YOUR TASK: Please print all of the records shown below, exactly as given.

RECORDS SUPPLIED:
● ● ● ● ●
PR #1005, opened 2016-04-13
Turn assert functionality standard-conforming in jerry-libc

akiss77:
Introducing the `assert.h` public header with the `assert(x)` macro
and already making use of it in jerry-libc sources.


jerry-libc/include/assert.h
● ● ● ● ●
THE COMPLETED TASK:
PR #1005, opened 2016-04-13
Turn assert functionality standard-conforming in jerry-libc

akiss77:
Introducing the `assert.h` public header with the `assert(x)` macro
and already making use of it in jerry-libc sources.


jerry-libc/include/assert.h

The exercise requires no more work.